Kekalahan itu membuat Dempsey mulai berpikir untuk berhenti bertinju. Tapi ia sempat naik ring lagi pada 21 Juli 1927. Jack Sharkey, lawannya kala itu, jadi tumbal kemenangan terakhir Dempsey. Pada tanding ulang tanggal 22 September, Dempsey kalah. Kekalahan ini membuatnya benar-benar pensiun dari tinju profesional.

Setelah pensiun, Dempsey sebenarnya punya banyak waktu untuk mencoba peruntungan di luar ring. Tapi, hampir satu dekade penuh ia memilih untuk menyibukkan diri dengan berkeliling AS dan tampil dalam berbagai pertandingan ekshibisi. Maklum, dari tur ekshibisi semacam itu pemasukan uangnya mengalir deras. Ia bahkan sempat tampil lagi dalam sebuah film produksi MGM pada 1933 dan berperan sebagai wasit tinju.

Pada 1935 ia mulai membuka restoran di New York dengan menempati sebuah bangunan tiga lantai di seberang Madison Square Garden, tempat beberapa pertandingannya digelar. Setelah membuka restoran, hingga bertahun-tahun berikutnya, ia ramah menyapa para pengunjung sambil berpose bersama. Tahun 1947, Dempsey memindahkan lokasi restoran ke lantai dasar gedung Brill di Broadway. Menu makanan ditambah, pengunjung bisa menikmati beragam hidangan laut, steak, hingga kue-kue pencuci mulut.

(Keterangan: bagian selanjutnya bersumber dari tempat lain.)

PR #306, opened 2025-05-28
root: add MAINTENANCE.md

### LINKED ISSUE #284: Add `MAINTENANCE.md`
This would serve as a helpful resource for developers/maintainers. A great reference to create such file would be rust-driver: https://github.com/scylladb/scylla-rust-driver/blob/main/MAINTENANCE.md.

We should definitely include information about the release process. Most importantly, during each release we should update the corresponding entries in `cassandra.h`:
```c
#define CASS_VERSION_MAJOR 2
#define CASS_VERSION_MINOR 16
#define CASS_VERSION_PATCH 1
#define CASS_VERSION_SUFFIX ""
```

muzarski:
Fixes: #284 

It's heavily inspired by rust-driver maintenance.md (which is awesome btw!).

Currently it contains information about release process.

## Pre-review checklist

### DIFF
--- a/MAINTENANCE.md
+++ b/MAINTENANCE.md
@@ -1,0 +1,146 @@
+# Maintenance
+
+The following document includes information how to release cpp-rust-driver and
+other information / procedures useful for maintainers. It is heavily inspired by https://github.com/scylladb/scylla-rust-driver/blob/v1.2.0/MAINTENANCE.md.
+
+## Documentation
+
+TODO (no docs written yet)
+Note: Due to API compatibility, cpp-driver docs apply to cpp-rust-driver in general. Though, some discrepancies should be well-documented in cpp-rust-driver (some of them are already mentioned in `cassandra.h`).
+
+## Version bump commit
+
+There are two places to be addressed when bumping the version of the driver.
+1. `scylla-rust-wrapper/Cargo.toml` -> `version` field should be adjusted
+2. `include/cassandra.h` -> there are `CASS_VERSION_[MAJOR/MINOR/PATCH/SUFFIX]` definitions which should be adjusted accordingly
+
+## Releasing
+
+IMPORTANT: Read this whole document before attempting to do a release.
+
+Prerequisites:
+- Have write access to GitHub repo (so that you are able to push to master and create a new branch).
+- Decide what the new version should be.
+
+### Releasing a new version
+
+1. Checkout `master`.
+2. Create some new branch (which you'll later push to your fork).
+3. (Optional, but recommended) Create a commit with changes applied by running `cargo update`. This will update the dependencies in `Cargo.lock` file, which we keep track of in the repository.
+4. Create commit that bumps version numbers of the driver (see `Version bump commit` section in this document).
+5. Prepare release notes (see the template at the bottom of this document).
+6. (Optional, but recommended) Push the branch to your fork and create the PR to `master` so that another maintainer can review your work.
+Description of this PR should consist of just release notes. **NOTE: Preferably merge this PR with CLI as described in next step. If you really want to use GitHub UI only use REBASE merge.** This is to make all commits appear on the version branch, without any merge commits / squash commits.
+7. Checkout `master` and fast-forward merge your changes (`git merge --ff-only your_branch`).
+8. Create a new tag (e.g. `git tag -a v1.2.0 -m "Release 1.2.0"`).
+9. Push `master` and the new tag, preferably using atomic push (e.g. `git push --atomic origin master v1.2.0`).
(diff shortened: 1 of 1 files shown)


MAINTENANCE.md
```diff
@@ -0,0 +1,145 @@
+# Maintenance
+
+The following document includes information how to release cpp-rust-driver and
+other information / procedures useful for maintainers. It is heavily inspired by https://github.com/scylladb/scylla-rust-driver/blob/v1.2.0/MAINTENANCE.md.
+
+## Documentation
+
+TODO (no docs written yet)
```
wprzytula, line 8: :question: Can you mention that due to the API compatibility with the original CPP driver, its docs apply in general?

wprzytula (approved):

wprzytula:
I'd also like to have a comprehensive documentation of:
- how to build and run examples,
- how to build and run tests,
- how to build static vs dynamic lib.

It's possible that these are partly described in other readmes, but please make sure that exhaustively enough.

MAINTENANCE.md
```diff
@@ -0,0 +1,146 @@
...
+Note: Due to API compatibility, cpp-driver docs in apply to cpp-rust-driver in general. Though, some discrepancies should be well-documented in cpp-rust-driver (some of them are already mentioned in `cassandra.h`).
```
wprzytula:
```suggestion
Note: Due to API compatibility, cpp-driver docs apply to cpp-rust-driver in general. Though, some discrepancies should be well-documented in cpp-rust-driver (some of them are already mentioned in `cassandra.h`).
```

wprzytula (changes requested):

muzarski:
> I'd also like to have a comprehensive documentation of:
> 
>     * how to build and run examples,

Yesterday we checked that it's not possible to build all examples. There is no neat way to filter out some examples during building. Someone needs to modify the cmake files so examples are linked with `testing_unimplemented.cpp`.

In general, the examples are built by providing `-DCASS_BUILD_EXAMPLES=ON` to cmake command. 

>     * how to build and run tests,

It is documented in README.md

>     * how to build static vs dynamic lib.

WDYM? Just `cmake .. && make` (called in `build` directory` produces:
- libscylla-cpp-driver_static.a
- libscylla-cpp-driver.so

I think you meant, how to build test/examples while linking with static libraries (by default, we shared libraries are used). To answer your question, the easiest way is to show you the cmake options defined at the top of `CMakeLists.txt` file:
```cmake
option(CASS_BUILD_EXAMPLES "Build examples" OFF)
option(CASS_BUILD_INTEGRATION_TESTS "Build integration tests" OFF)
option(CASS_BUILD_SHARED "Build shared library" ON)
option(CASS_BUILD_STATIC "Build static library" ON)
option(CASS_BUILD_TESTS "Build tests" OFF)
option(CASS_BUILD_UNIT_TESTS "Build unit tests" OFF)
option(CASS_DEBUG_CUSTOM_ALLOC "Debug custom allocator" OFF)
option(CASS_INSTALL_HEADER "Install header file" ON)
option(CASS_INSTALL_HEADER_IN_SUBDIR "Install header file under 'include/cassandra'" OFF)
option(CASS_INSTALL_PKG_CONFIG "Install pkg-config file(s)" ON)
option(CASS_MULTICORE_COMPILATION "Enable multicore compilation" ON)
option(CASS_USE_BOOST_ATOMIC "Use Boost atomics library" OFF)
option(CASS_USE_KERBEROS "Use Kerberos" OFF)
option(CASS_USE_LIBSSH2 "Use libssh2 for integration tests" OFF)
option(CASS_USE_OPENSSL "Use OpenSSL" ON)
option(CASS_USE_STATIC_LIBS "Link static libraries when building executables" OFF)
option(CASS_USE_STD_ATOMIC "Use std::atomic library" ON)
option(CASS_USE_ZLIB "Use zlib" OFF)
option(CASS_USE_TIMERFD "Use timerfd (Linux only)" ON)
option(CASS_USE_LIBUV "Use libuv" OFF)
```

As you can see, `CASS_BUILD_SHARED` and `CASS_BUILD_STATIC` are `ON` by default (thus, we get `.so` and `.a` libraries).
To use static libs for executables (tests/examples), you just need to specify `-DCASS_USE_STATIC_LIBS=ON`.

> It's possible that these are partly described in other readmes, but please make sure that exhaustively enough.

This is true. I'll take a look anyway and provide some missing information if needed. I'll do it in separate PR, though.

muzarski:
@wprzytula I am merging - if you have more requests regarding documents, see https://github.com/scylladb/cpp-rust-driver/pull/307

Aktivitasnya di restoran memungkinkan Dempsey memiliki perspektif lain dalam memandang karier tinjunya.

“Di masa jaya sebagai juara, saya tentu tidak bisa melihat sesuatu dengan terlalu objektif. Hal itu karena saya terlalu dekat dengan karier yang sedang di puncak,” ujar Dempsey dalam autobiografinya berjudul Championship Fighting: Explosive Punching and Aggressive Defence (1950:3)

Sekali waktu ketika kehidupan ekonomi agak memberatkan bagi pengusaha kelas menengah di AS, restoran Jack Dempsey terkena dampaknya. Harga sewa melonjak drastis. Beberapa masalah lain muncul dan memaksanya untuk menutup restoran itu pada 1974. Jack Dempsey meninggal pada 31 Mei 1983 dalam usia 87 tahun.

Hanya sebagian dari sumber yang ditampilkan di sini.